1852 words - 7 pages

The Independence of the Chinese Central Bank

1. Introduction
How much degree of the independence the country’s central bank has? It concerns whether the country’s monetary policy is reasonable and scientific; whether the stability of currency value is ensured; whether the country’s economy could have a healthy development. The problem of the central bank’s independence is one of the most important problems of a country’s finance and legal development.
1.1 Definition
The central bank is a special financial institution, which has the power (given by the government)of making and carrying out monetary policy, giving the national economy control and management. The central bank is the bank of government; the bank of issue; the bank of banks; the bank of controlling macro-economy. The main difference between the central bank and the commercial banks is that the purpose of the central bank is not to make a profit, the purpose of the central bank is to give the service to the aim of the country’s macro-economy.

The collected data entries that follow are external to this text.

PR #4782, opened 2019-03-13
cre landscape view: adds 1 page / 2 pages toggable 

### LINKED ISSUE #4778: "No books were found" when 'Extract and cache book information'
* KOReader version: v2019.02-180-g2536cc2_2019-03-08/ 
* Device: KA1

#### Issue
'Extract and cache book information'-feature doesn't find your books if the following procedure is performed.
#### Steps to reproduce
1. Ensure that you have books in History page
2. Delete cache database and restart KOReader
3. Choose display mode for History page and file manager (something other than classic).
4. Open History page and then close it again.
5. Go to your Home folder (or where your library are), which should have subfolders with books
6. Start 'Extract and cache book information metadata': Continue, Here and under, Don't refresh/Refresh, Don't prune/Prune
7. This produce a "No books were found" message. So it doesn't find books in subfolders, _but_ it seems like it won't even find books that are placed in the folder you perform the 'Extract and cache...', (of course unless they are on page 1 in that folder) as long the first page in that folder contains at least one folder.
8. If you want it to find your books now you can either restart KOReader, or jump into a subfolder and back, and then start 'Extract and cache..." again. If you open History page in between (after restart or jump/jump back) the problem continues.

poire-z:
Fix a few small issues, and introduce a new toggle in the Orientation bottom config menu:

<kbd>2pagesb</kbd>

Note: 2-pages view was the default for landscape for some users depending on their device resolution and selected dpi, and was not toggable. So I guess a few people will discover this existing nice feature of crengine, that I find really cute.

See individual commit messages for details.

Added fixes for CoverBrowser issues detailed in #4778. Closes #4778.

Also:
bump crengine https://github.com/koreader/crengine/pull/270
- docToWindowPoint(): adds fitToPage parameter
- 2-pages mode: add and fix some functions
- 2-pages mode: tweak middle margin sizing
- Text rendering: fix words stuck when hyphenating on italic

bump base https://github.com/koreader/koreader-base/pull/850
- cre.cpp: add a few functions useful with 2-pages mode
- cre.cpp: fix docToWindowRect() to get truncated segments for lines split onto 2 pages, for highlights and links
- Bump CMake minimum version to 3.5.1 https://github.com/koreader/koreader-base/pull/849

### DIFF
--- a/frontend/apps/reader/modules/readerhighlight.lua
+++ b/frontend/apps/reader/modules/readerhighlight.lua
@@ -207,7 +207,7 @@ function ReaderHighlight:onTapXPointerSavedHighlight(ges)
     -- showing menu...). We might want to cache these boxes per page (and
     -- clear that cache when page layout change or highlights are added
     -- or removed).
-    local cur_page, cur_page2, cur_scroll_top, cur_scroll_bottom
+    local cur_view_top, cur_view_bottom
     local pos = self.view:screenToPageTransform(ges.pos)
     for page, _ in pairs(self.view.highlight.saved) do
         local items = self.view.highlight.saved[page]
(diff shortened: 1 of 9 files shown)


poire-z:
2 notes:
- if people are going to play with orientation and margins like I did in https://github.com/koreader/koreader/issues/4752#issuecomment-471215124 - they may get cpuloops and need hard reboot and lose their settings - so we may want to set `jit.opt.start("loopunroll=45")` on Kobo quick :) Pinging @NiLuJe 

- There is something with using buttonprogress for margins (#4702), that often causes a double painting and refreshing of the page (1st paint after margin changed, 2nd paint when repositionning to previous xpointer, so possible on another page).
I still have to fix that, but it's a bit twisted, as this buttonprogress is used for contrast and do things early unlike other bottom widgets - and when I began fixing that on cre side, none were working with pdf :) so...

poire-z:
Ok. But you could have waited for merging https://github.com/koreader/koreader-base/pull/850 as I wrote _no hurry_. I hurried finishing the frontend side this morning so it could be bumped and you could go on with your CMake experimentations :|

But ok, no hurry, this can wait.

Frenzie:
@poire-z I didn't mean for you to hurry, my apologies. You can now rebase on top of master and it should work. :-)

poire-z:
Thanks, that couple of days went fast :)
(I just dont like these interleaving bumps - been painful in the past - and as I don't get any of your CMake stuff, I thought you would possibly need more iterations on both frontend and base and I didn't want to be in the middle of them :)

poire-z:
So, back to language business: `Visible pages: one | two` or `Something else: one page | two pages` ?

Frenzie:
[This one](https://github.com/koreader/koreader-base/pull/851) is just a thought I had last night based on an off-hand remark by @NiLuJe on Gitter yesterday, so you could call it experimental. (But I tried the build on my PC, my H2O and the Android emulator, so I think it's fine.) The very module I added in that PR was actually added to CMake 3.11 itself as FetchContent.

But merely bumping the minimum version requirement was fully prepared around the time I opened that other PR (i.e., October 2018). I just had to make/push a new Docker image with both Python and SDL for CI purposes, but the nightly builds have been running on Ubuntu 16.04 since October. And of course Travis in base was lagging behind as well.

Like I said in <https://github.com/koreader/koreader-base/pull/849>, CMake 3.3 "is slightly less annoyingly stupid about finding libraries," implicitly meaning there's basically no immediate effect other than being able to remove a few workarounds related to that kind of thing. ;-)

> So, back to language business: Visible pages: one | two or Something else: one page | two pages ?

How about simply `Two pages: on/off`?

Frenzie:
PS

Why to switch to Meson ;-)
https://medium.com/@germandiagogomez/getting-started-with-meson-part-4-8bceec6149e1

NiLuJe:
@poire-z : I was giving it a few days to confirm that it worked around the issue in your case ;). I'll take care of it :).

poire-z:
> Why to switch to Meson ;-)

I see, more readable. Well, thank you both for taking care of all that ugly build side :)

> How about simply Two pages: on/off?

Could work, but inverted to avoid some kind of ugly X (crossed checked toggles) in portrait mode:

<kbd>image</kbd>

<kbd>image</kbd>

But I dunno, in the same way we avoid having Yes|No in ConfirmBox, I like to have named buttons, when we can.

poire-z:
OK, let's go with `Two pages: off | on`.
Added fixes for CoverBrowser issues detailed in #4778. Closes #4778.

NiLuJe:
I'd be partial to something like "Split View" or "Two Columns", but that's just be ;).

NiLuJe:
Or, perhaps more adapted to the specific context: "double spread"?

poire-z:
`Two Columns` would be clear for most I guess, but "double spread" doesn't talk to me :) and "Split view" does not announce if it's vertical or horizontal :)

NiLuJe:
Yeah, there's usually a `Left|Right` following `Split View` (or a `Vertical` preceding it) ;).

poire-z:
Somehow "Two Columns" is common and I quite like it. But "Two Pages" (fixed capitalization) says more what it is: page numbers will skip by 2 when taping or swiping, and the middle margin, when large, feels more like a book than real 2 columns in scientific papers or newspapers.

NiLuJe:
Stupid question: Would bumping base without having this bit in break something?

poire-z:
I guess no. But let me not have us wonder about that :)

Frenzie:
I wouldn't call it a double spread. I can quickly pull out an example of one if you like. :-P

You could call it `dual pages`.

> But I dunno, in the same way we avoid having Yes|No in ConfirmBox, I like to have named buttons, when we can (althought off|on makes it easier for translators :)

True, but it's a contextual thing. On/off here is a simple checkbox without any potential for ambiguity.

Frenzie:
Here, I'd say something like this is a proper dual spread. ;-)

poire-z:
> You could call it `Dual Pages`

I kinda like that. It's less abrupt than "Two Pages", sounds more like a feature than can be enabled/disable with some off|on - possibly a bit cryptic but would make sense once seen.

Frenzie:
@poire-z If you'd like to go with that, please push it to master before tomorrow's push to Transifex. ;-)

I prefer `dual pages` too but I don't think there's anything wrong with `two pages`.

I don't have Word at hand atm, but Writer calls it "book view" for the style discussed here and "multiple-page view" for whichever number will fit.

poire-z:
OK, adding it now.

Therefore, the problem of the central bank’s independence is how much decision-making power the central bank has in making and carrying out monetary policy, controlling and managing the finance. The degree of the central bank’s independence is determined by its legislation definition and when the central bank uses its decision-making power, the extent of the central bank is subject to the government. In a way, the problem of the central bank’s independence is the confirmation problem of the central bank’s legal status and the relationship between the central bank and the government.
1.2 Background
Now many countries put the stability of currency value as the most important function of the central bank. During the First World War, the central bank increased the issue amount of the currency under the pressure of government for the need of finance in war. The independence of the central bank was destroyed. It leaded to the serious inflation in most countries after the First World War.

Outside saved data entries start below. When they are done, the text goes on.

PR #4789, opened 2019-03-14
Various blitting related cleanups

### LINKED ISSUE #4774: Screensaver: Last book's cover renders differently from original image
* KOReader version: 2019.03.1
* Device: Kobo Forma

#### Issue
Since installing the March stable update, whenever I enter screensaver mode and choose to display the last book cover, the image shown is a bit different from the original one. Please see images below. Nothing major, but curious to see if I'm doing anything wrong.

"White background behind message and images" is disabled, and does not seem to have any effect (likely because I chose to "Stretch covers and images to fit screen").

I believe the problem first emerged in a February nightly. I went back to the stable version and everything was fine then. Thank you for any thoughts!

#### Steps to reproduce
Enable screensaver and select last book cover.

Original

Screensaver

NiLuJe:
* Fix the "Enable debug logging" checkbox so that it properly disables "Enable verbose debug logging" when it gets disabled
* Avoid asking ImageWidget for alpha-blending when it's not useful
* Make ImageWidget's alpha-blending code-path double-check that alpha-blending actually is needed, and avoid it if possible
* In the same vein, only do alpha-blending in textboxwidget when absolutely necessary
* Prefer color constants over the gray() method, ensuring that they're part of the eInk palette

Depends on https://github.com/koreader/koreader-base/pull/853

Fix #4774


poire-z:
Been testing this+base on my Kobo, no issue so far.

Except for some Wikipedia images, fine in the textboxwidget, but when you hold on some images to display them in ImageViewer, they now have a black background (they have a white background with 2019-02-25):

https://fr.wikipedia.org/wiki/Allemagne_de_l%27Ouest First map in the top right table ("Carte de localisation") (Or just do a lookup for "Allemagne", it's the image displayed on small results for this article.)
https://en.wikipedia.org/wiki/China The globe in the top right table (not displayed in the textboxwidget, but it is the first image when Save as EPUB: hold and fetched from crengine, displayed in ImageViewer: black background

NiLuJe:
Yeah, that makes sense, I was wondering about that alpha in image viewer...
;).

frontend/ui/elements/screensaver_menu.lua
```diff
@@ -137,6 +138,15 @@ return {
                 checked_func = whiteBackground,
                 callback = function()
                     G_reader_settings:saveSetting("screensaver_white_background", not whiteBackground())
+                    G_reader_settings:flipFalse("screensaver_no_background")
+                end,
+            },
+            {
+                text = _("Leave background as-is behind message and images"),
```
Frenzie: What does that mean precisely? Alpha-channel blending might have weird results or something?

NiLuJe: It just means that alpha-blending will actually be useful, since we won't be clearing to white or black, or drawing any kind of background behind the image.

So you can effectively use transparent images and have the transparency stay useful.

Prepare to be amazed by my test image... :D

zzz

NiLuJe: Hmm, still something a bit off with alpha-blending, it looks darker than it should (and there's a bit of solarization on the edge of the lighter gray...).

NiLuJe: i.e., original overlay:
forma-sleepy

And essentially the same as earlier but rendered w/ FBInk:
zzz_fbink

NiLuJe: Note to self: try with a G8A input image, to rule out a grayscaling pass somewhere.

poire-z:
Testing this PR and some others on my Kobo.
A small issue: in the bottom config panel, font size section: the selected font size is underlined black - but all others are now underlined gray (instead of underline white / not underlined).
Probably something not obvious in https://github.com/koreader/koreader/pull/4789/commits/89c778d937847d791dc7a601fa85631795e96e82#diff-aedbf40026b37bd6245e58e96bbed9a2

poire-z:
(Wikipedia imageviewer black background solved.)

poire-z:
Probably some missing parens in stuff like:
```diff
- color = d == current_item and Blitbuffer.gray(enabled and 1.0 or 0.5) or Blitbuffer.COLOR_WHITE,
+ color = d == current_item and enabled and Blitbuffer.COLOR_BLACK or Blitbuffer.COLOR_DARK_GRAY or Blitbuffer.COLOR_WHITE,
```

poire-z:
Another small issue, exagerated here by using `COLOR_LIGHT_GRAY = Color8(0xCC)` in both widgets:
<kbd>image</kbd>

The button progress in "thin grey style" use some BB invert, so it worked when the gray was 0x80 :)
Not as well with 0x88 where there ButtonProgress is grayer than the toggleswith.

NiLuJe:
@poire-z: Yeah, I though the lack of parenthesis would blow up at luacheck time, to be perfectly honest, so when it went fine I quickly forgot about it. Will fix.

Not quite sure I get the progress thingy (and I was away when the switch to gray was implemented, IIRC, so I don't have much context). Is this "thin grey style" togglable somewhere?

poire-z:
No will fix needed, did fix in #4797 :)
(The thin grey line was done in #4700.)

NiLuJe:
Yeah, just caught up with that, thanks! ;).

frontend/ui/elements/screensaver_menu.lua
NiLuJe: After looking at this a bit,

this looks suspiciously like the PNG matte background bleeding through (also visible when both MuPDF & LodePNG flatten the image), so, meh.

NiLuJe: Couldn't manage to find much info about how to set that matte color (short of old PhotoShop versions), so, let's say it's a weird PNG thing.

NiLuJe: Haha! Figured it out.

MuPDF stores pixmaps in [premultiplied alpha](https://ghostscript.com/~robin/mupdf_explored.pdf#subsection.10.3.2), while our blending code expects straight alpha.

I'll cobble something together...

PR #4790, opened 2019-03-14
[Gesture manager] Add toggle default highlight action

Galunid:
It should do what I discussed here: https://github.com/koreader/koreader/issues/4727#issuecomment-472630607
It works, but I'm not sure changes to `readergesture.lua` are following good practices.

### DIFF
--- a/frontend/apps/reader/modules/readerhighlight.lua
+++ b/frontend/apps/reader/modules/readerhighlight.lua
@@ -843,6 +843,29 @@ function ReaderHighlight:onHoldRelease()
     return true
 end
 
+function ReaderHighlight:onToggleHighlightAction()
+    local actions = {
+        highlight = "translate",
+        translate = "wikipedia",
+        wikipedia = nil
+    }
+    local current_action = G_reader_settings:readSetting("default_highlight_action")
+    if not current_action then
+        G_reader_settings:saveSetting("default_highlight_action", "highlight")
+        UIManager:show(InfoMessage:new{
+            text = _("Default highlight action is now: highlight"),
+            timeout = 1,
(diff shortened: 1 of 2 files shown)


Frenzie:
I suppose you closed it because you accidentally included the wifi commit? In the long term it might be worthwhile to familiarize yourself with rebasing commits.

What I do goes something like this:

```sh
git checkout bad-branch
git checkout -b bad-branch-bck # in case you mess up you can abort the rebase, but just good practice
git rebase -i HEAD~3 # 3 is the number of commits to include in interactive rebase
```

Then you comment out the commits you don't want, and rearrange and squash the rest so you get a nice PR.

That's just some background info. We can also squash commits through the GitHub web GUI, so it's not as relevant to know as it used to be. But personally I am quite fond of Git's distributed nature. :-)

Like I said the actual code looks fine to me, but being more familiar with the highlighting stuff in general @poire-z might have more to say about it.

frontend/apps/reader/modules/readerhighlight.lua
```diff
@@ -843,6 +843,29 @@ function ReaderHighlight:onHoldRelease()
...
+    local actions = {
+        highlight = "translate",
+        translate = "wikipedia",
+        wikipedia = nil
+    }
+    local current_action = G_reader_settings:readSetting("default_highlight_action")
+    if not current_action then
+        G_reader_settings:saveSetting("default_highlight_action", "highlight")
+        UIManager:show(InfoMessage:new{
+            text = _("Default highlight action is now: highlight"),
```
Frenzie: I'd use `Default highlight action changed to`.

This graph below is a practice study completed by the scholar of Harvard in1990. They use national economy statistical datum from 17 countries from 1951 to 1988.
The independence of central bank Country The rate of inflation
Very high Germany Switzerland 3.1%
A little high America Holland Japan Canada 4.4%
A little low France Britain Denmark Sweden Belgium etc. 6.0%
Very low Australia New Zealand Ireland etc. 7.5%

Through the study they get the conclusion that the rate of inflation increases when the independence of the central bank decreases.

Many developed countries such as Britain, Japan and Korea enhanced the central bank’s independence after they went through a serious financial crisis. Without the independence of the central bank, the stability of monetary policy and macro-economy cannot get the guarantee. The independence of the central bank is very important.